I personally feel that this may not work. Even if we figure out all the operating mechanisms of the brain and nervous system, we still cannot cover the cognitive field. For example, understanding the mechanism of pain receptors is more visually and logically, and you cannot perceive pain by this. In this way, we will find out why our own feeling is so unique. The model of nerve conduction can only give the connection, but not the source.
[ii] 比如说以神经科学的角度给出视觉,听觉等直观感觉的形成和信宿究竟在哪里,人类的神经系统如何形成空间时间这种范畴的,这种时间流逝感是如何形成的,视神经的输入如何形成的空间感。反思这些感受野的组成单元作为基本存在的原理。我个人难以想象如何解释基本存在的存在。康德将这些原理归纳为先天范畴,并认为物自体不可知。
For example, from a neuroscience point of view, where is the formation of intuitive sensations such as vision and hearing and where the information is located, how the human nervous system forms the category of space and time, how this sense of time lapse is formed, and what is the input of the optic nerve A sense of space formed. Reflect on the constituent units of these receptive fields as the basic principle of existence. Personally, I can’t imagine how to explain the existence of basic existence. Kant summarized these principles into an innate category, and believed that the thing itself is unknowable.
[iii] 为什么数学体系无法被推翻,或者说该体系是唯一的呢?我认为可以从这一角度去解释,数学逻辑所研究的是各种对象之间的关系,重点在于对这些关系的分析,比如数量关系,函数变化关系,空间几何关系。这些关系的形成,是具有唯一性的,我们的大脑神经系统的结构预示着我们对于这些关系的理解必然只有一种体系。也就是说基础的数学框架体系是唯一的,这可以视为我们先天范畴的一部分。
Why can’t the mathematical system be overthrown, or that the system is unique? I think it can be explained from this perspective. What mathematical logic studies is the relationship between various objects, and the focus is on the analysis of these relationships, such as quantitative relationships, functional change relationships, and spatial geometric relationships. The formation of these relationships is unique. The structure of our brain and nervous system indicates that we must have only one system for understanding these relationships. In other words, the basic mathematical framework system is unique, which can be regarded as part of our innate category.

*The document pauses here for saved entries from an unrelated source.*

Issue #3794, opened 2021-12-15
Controllers not included in specification when using minimalAPI


Bleialf:
I'm trying to setup NSwagStudio (v13.15.4.0) with a net6 webapplication using the minimal API template.
It seems that the Legacy controllers are not included in the specification. I also tried the NSwag.Sample.NET60Minimal which shows the same behavior (doesn't map the controller included in the program.cs file). 

Is this behavior expected at this point or am I missing something? I want to force myself to use the new template but I still want to use the legacy Controllers.

jaumemilian:
We are facing the same issue trying to generate clients using MsBuild
But also checked that with the Npm Tool it neither works properly

RicoSuter:
It seems that the controllers are only added to the pipeline and API explorer when the middlewares are executed. However the CLI does not execute the middlewares but only the service registrations and thus they do not show up. I do not know whether this is a bug in ASP.NET or something NSwag can fix... does someone know whether this works with Swashbuckle and its CLI?

dylanvdmerwe:
Confirming that using a minimal API in net6, running nswag from command line generates a blank TS file. No controllers seem to be generated.

RicoSuter:
If you run the app and check Swagger UI and the spec is generated via the HTTP pipeline then controllers are picked up, so i conclude that controllers picked up by API explorer in the HTTP middlewares/pipeline and not in the services.

dylanvdmerwe:
If you browse to the swagger endpoint when running the site, all controllers and methods show up correctly. There must be a way for nswag to pick up the API explorer from the HTTP middleware?

RicoSuter:
> If you browse to the swagger endpoint when running the site, all controllers and methods show up correctly

This is also generated by NSwag (so it picks up in this case).

> nswag to pick up the API explorer from the HTTP middleware

The problem is that the CLI does not really start the app but only runs the DI setup (ConfigureServices) and somehow in this scenario the controllers are not added to API Explorer... no idea how to fix that.

dylanvdmerwe:
So are we saying that new .NET 6 projects (or migrated ones) that move to the recommended minimal API for Program.cs is not supported by NSwag?

RicoSuter:
> So are we saying that new .NET 6 projects (or migrated ones) that move to the minimal API for Program.cs is not supported by NSwag?

[...]

PR #3814, opened 2022-01-01
Net6.0 Minimal API projects without Startup, issue #3794

bsurprised:
Fixes missing controllers in the specification when generating Net6.0 Minimal API projects using CLI/MSBuild

### DIFF
--- a/src/NSwag.Commands/HostApplication.cs
+++ b/src/NSwag.Commands/HostApplication.cs
@@ -140,7 +140,13 @@ namespace NSwag.Commands
             try
             {
                 // Get the IServiceProvider from the host
+#if NET6_0
+                var assemblyName = assembly.GetName()?.FullName ?? string.Empty;
+                // We should set the application name to the startup assembly to avoid falling back to the entry assembly.
+                var services = ((IHost)factory(new[] { $"--{HostDefaults.ApplicationKey}={assemblyName}" })).Services;
+#else
                 var services = ((IHost)factory(Array.Empty<string>())).Services;
+#endif
 
                 // Wait for the application to start so that we know it's fully configured. This is important because
                 // we need the middleware pipeline to be configured before we access the ISwaggerProvider in


src/NSwag.Commands/HostApplication.cs
```diff
@@ -140,7 +140,13 @@ void OnEntryPointExit(Exception exception)
             try
             {
                 // Get the IServiceProvider from the host
+#if NET6_0
```
maxkoshevoi, line 143: `NET6_0_OR_GEATER` or else it will be broken in NET 7 again

bsurprised: Good idea. 
From my understanding, NSwag style has been code tailored to each dotnet version and I made it NET6 specific. DotNet has had many breaking changes in recent versions, so I do hope this works for NET7 as well. :-)

vpetrusevici:
Hello @RicoSuter 
Can you say please when this fix will be released?

lahma:
@vpetrusevici There's now a new release on NuGet

vip32:
just tried it, works fine :) However when also setting up API versioning (Microsoft.AspNetCore.Mvc.Versioning.ApiExplorer) with the following setup in Program.cs. Note that the versioning is not really used in the minimal endpoints or controller.

`builder.Services.AddApiVersioning(options => ConfigureApiVersioning(options));
builder.Services.AddVersionedApiExplorer(options => options.SubstituteApiVersionInUrl = true);`

the minimal endpoints are *not* present in the swagger, the controller operations are present.

====================================================================
this is the whole sample (NSwag.Sample.NET60Minimal) is used:

using Microsoft.AspNetCore.Builder;
using Microsoft.AspNetCore.Http;
using Microsoft.AspNetCore.Mvc;
using Microsoft.AspNetCore.Mvc.Versioning;
using Microsoft.Extensions.DependencyInjection;
using System;

var builder = WebApplication.CreateBuilder(args);

// Optional: Use controllers
builder.Services.AddControllers();

builder.Services.AddApiVersioning(options => ConfigureApiVersioning(options));
builder.Services.AddVersionedApiExplorer(options => options.SubstituteApiVersionInUrl = true);

builder.Services.AddEndpointsApiExplorer();
builder.Services.AddOpenApiDocument(settings =>
{
    settings.Title = "Minimal API";
    settings.Version = "v1";
});

var app = builder.Build();
app.UseDeveloperExceptionPage();

app.UseOpenApi();
app.UseSwaggerUi3();

app.MapGet("/", (Func<string>)(() => "Hello World!"))
    .WithTags("General123");

app.MapGet("/sum/{a}/{b}", (Func<int, int, int>)((a, b) => a + b))
    .WithName("CalculateSum")
    .WithTags("Calculator");

// Optional: Use controllers
app.UseRouting();
app.MapControllers();

app.Run();

void ConfigureApiVersioning(ApiVersioningOptions options)
{
    options.DefaultApiVersion = new ApiVersion(1, 0);
    options.AssumeDefaultVersionWhenUnspecified = true;
    options.ReportApiVersions = true;
}

// Optional: Use controllers
[ApiController]
[Route("api/examples")]
public class ExampleController : ControllerBase
{
	[HttpGet]
	public IActionResult Get()
	{
		return Ok("Examples");
	}
}

RicoSuter:
> However when also setting up API versioning (Microsoft.AspNetCore.Mvc.Versioning.ApiExplorer) with the following line in Program.cs. Note that the versioning is not really used in the minimal endpoints or controller.

Seems that for some reason the minimal operations are not reported anymore by API Explorer... needs investigating.

RicoSuter:
Is this still a problem with v13.15.10?

vip32:
yes, just tried again with 13.15.10. `AddVersionedApiExplorer` still causes minimal endpoints to be *not* present in the generated swagger json.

[iv] 比如微积分,其实就是数量关系抽象化程度提高了一些,由加法和乘法构造而来,微积分的提出并没有创造新的对象,只是这种抽象描述更精巧实用。
For example, calculus is actually the degree of abstraction of quantitative relations increased a bit. It is constructed from addition and multiplication. The introduction of calculus does not create new objects, but this abstract description is more sophisticated and practical.